The skirt moved closer. "Um... are you hurt?"
"No."
"You're bleeding."
"Doesn't matter," he snapped.
Those contrary skirts billowed about twelve inches from his nose. "You don't look so good."
"Yeah, well, I had a rough day."
"Were you in a fight?"
"More like a massacre," he muttered. Hoss was lucky he still had any teeth.
"Pardon?"
He forced his eyes back open. She was kneeling beside him now. "Why are you still here?"
His growl didn't have the desired effect. She leaned over him, a gleaming strand of auburn curling over the swell of her bodice.
"It's raining. I can't leave 'til the storm's over." She sounded apologetic. "Besides, you saved me and Valentine."
Christ.
Now he had a babe in bloomers batting eyes at him, thinking he was some kind of hero.
"I always stable Valentine during storms," she prattled on. "He's afraid of thunder."
"Well, I'm not. Go away."
Her palm, smelling faintly of leather, hovered, trembled, then resolutely touched his brow. He wondered if she was ornery or just hard of hearing.
"I sure wish Talking Raven was here," she murmured, reaching next for his ribcage. "She always knows what to do."
He flinched, grabbing her wrist. "What the hell are you doing?"
She blinked at him.
Green eyes,
he noted fleetingly.
Curious and innocent.
"Seeing what hurts."
"You don't listen so good."
"Oh. Did you already tell me?"
"Look." He struggled to sit again. "I'm a bad man. An evil man. And if you don't get away from me, you're going to regret it."
"Papa says there's no such thing as evil men. Just frightened ones."
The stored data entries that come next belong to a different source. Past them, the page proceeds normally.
PR #520, opened 2026-04-09
feat(bridge): preserve progress rendering hints in reply contexts

xxb:
## Summary
- record bridge adapter metadata on registration and derive progress-style hints from it
- carry those hints into reconstructed and preview reply contexts so bridge replies keep the right progress rendering mode
- make the compact progress writer prefer reply-context hints before falling back to platform defaults
- add regression coverage for bridge message routing, reconstructed reply contexts, and progress payload handling

## Why
Bridge adapters decide whether progress should render as legacy text, compact previews, or cards. That decision is adapter-specific, but reconstructed reply contexts and preview handles previously lost the adapter hint, which could make bridge flows fall back to the wrong rendering mode.

## Testing
- `nix shell nixpkgs#go -c go test ./...`


chenhg5 (approved):
LGTM. Bridge adapters now record metadata on registration, and ReconstructReplyCtx returns progress style hints (legacy/compact/card) derived from that metadata. This prevents reconstructed reply contexts from falling back to the wrong rendering mode in bridge flows. Clean approach with private struct fields.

Michael narrowed his eyes at this addlepated logic. "Where is your father?"
"Back at the wagon by now. Probably."
"Probably?"
She nodded, and something dusky dimmed her gaze. "The hotel wouldn't let Talking Raven have a room."
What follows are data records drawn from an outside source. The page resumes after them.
PR #525, opened 2026-04-09
fix(feishu): preserve session continuity across nested threads and deduplicate root context

leoliang1997:
## Summary                                                                                    
                                                                                               
  Fixes two related issues with `thread_isolation` mode in the Feishu platform.                 
                                                                                               
  ### Bug 1: Session breaks when bot reply creates nested thread                                
                                             
  **Problem:** When a user @mentions the bot inside a Feishu thread, the bot calls              
  `Im.Message.Reply(userMessageID, ReplyInThread=true)`. Feishu interprets this as creating a  
  **new nested thread** on the user's message, rather than replying within the existing thread. 
  Subsequent messages in that nested thread have a different `root_id` (the user's message ID  
  instead of the original thread root), which produces a different session key — causing
  cc-connect to start a **new agent session** and lose conversation continuity.                

  **Example from real logs:**                                                                   
  Message 1 (user @bots in thread A):
    message_id = ...3c1b                                                                        
    root_id    = ...0913  ← thread A root    
    → session key: feishu:chat:root:...0913
    → session: s92                                                                              
   
  Message 2 (user continues in nested thread created by bot):                                   
    message_id = ...a37                      
    root_id    = ...3c1b  ← changed to message 1's ID!                                          
    → session key: feishu:chat:root:...3c1b  ← different!                                       
    → session: s93  ← new session, conversation context lost                                    
                                                                                                
  **Fix:** Add a `msgSessionMap` (`sync.Map`) on the Platform struct that records `messageID →  
  sessionKey` for every processed message. In `makeSessionKey()`, when computing the session key
   from `root_id`, first check if that root ID exists in the map. If so, reuse the mapped      
  session key instead of generating a new one. This lets nested threads inherit their parent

Michael ran a hand through his hair, found a tender spot, and winced. His head hurt. Every blasted inch of his body hurt. And her insistence that ravens talked wasn't making the least bit of sense—but maybe his rising fever was to blame.
She sat back on her heels, coming to some decision. "Wait here."
Suspiciously, he watched her rise and turn. Russet ringlets cascaded down her sleek little spine; hair ribbons bounced against her shoulders. She had enough patches on her skirt to quilt a blanket; still, she didn't have the manner of a cracker. And her accent wasn't southern white trash, either. He wondered fleetingly where she came from. Not this Tennessee border town, that was certain.
"I'm back."
He started. Had he dozed? She was standing above him again, streams of golden light radiating from her hair and shoulders. He blinked at this angelic vision, and she smiled, looking sweeter, purer, and wiser than she had before. The clatter of a bucket at his side shattered the illusion. He heard a snap; something woolly and musty fluttered over his head. The next thing he knew, she was kneeling, tucking a horse blanket around him.